### Exercise material

PR #1629, opened 2025-09-12
Add health to Waybar battery tooltip

shveeram:
Changed the Waybay config for the battery to have capacity and health in the tool tip:

1. tooltip-format-full (added new)
image

2. tooltip-format-discharging (update)

image

3. tooltip-format-charging (update)

### DIFF
--- a/config/waybar/config.jsonc
+++ b/config/waybar/config.jsonc
@@ -85,8 +85,9 @@
       "default": ["󰁺", "󰁻", "󰁼", "󰁽", "󰁾", "󰁿", "󰂀", "󰂁", "󰂂", "󰁹"]
     },
     "format-full": "󰂅",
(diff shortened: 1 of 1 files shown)


dhh:
That's a really interesting addition, but for me it's too much information on something you can't really act on. I don't personally need to see this health all the time when I just want to see how much battery is left.

leoplanet:
> That's a really interesting addition, but for me it's too much information on something you can't really act on. I don't personally need to see this health all the time when I just want to see how much battery is left.

I agree with you, I personally added it to fastfetch as I am on older hardware where it is something I keep an eye on. 
However, more than the %ge, it would be great to have an estimate of how much time before battery dies. The command upower -b gives this information as 'time to empty: xx hours'. This is more actionable information than battery percentage in my view. Since I don't know how to do it, its up to you.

### Task prompt
Would you restate the whole listing word for word?

### Answer to this task
PR #1629, opened 2025-09-12
Add health to Waybar battery tooltip

shveeram:
Changed the Waybay config for the battery to have capacity and health in the tool tip:

1. tooltip-format-full (added new)
image

2. tooltip-format-discharging (update)

image

3. tooltip-format-charging (update)

### DIFF
--- a/config/waybar/config.jsonc
+++ b/config/waybar/config.jsonc
@@ -85,8 +85,9 @@
       "default": ["󰁺", "󰁻", "󰁼", "󰁽", "󰁾", "󰁿", "󰂀", "󰂁", "󰂂", "󰁹"]
     },
     "format-full": "󰂅",
(diff shortened: 1 of 1 files shown)


dhh:
That's a really interesting addition, but for me it's too much information on something you can't really act on. I don't personally need to see this health all the time when I just want to see how much battery is left.

leoplanet:
> That's a really interesting addition, but for me it's too much information on something you can't really act on. I don't personally need to see this health all the time when I just want to see how much battery is left.

I agree with you, I personally added it to fastfetch as I am on older hardware where it is something I keep an eye on. 
However, more than the %ge, it would be great to have an estimate of how much time before battery dies. The command upower -b gives this information as 'time to empty: xx hours'. This is more actionable information than battery percentage in my view. Since I don't know how to do it, its up to you.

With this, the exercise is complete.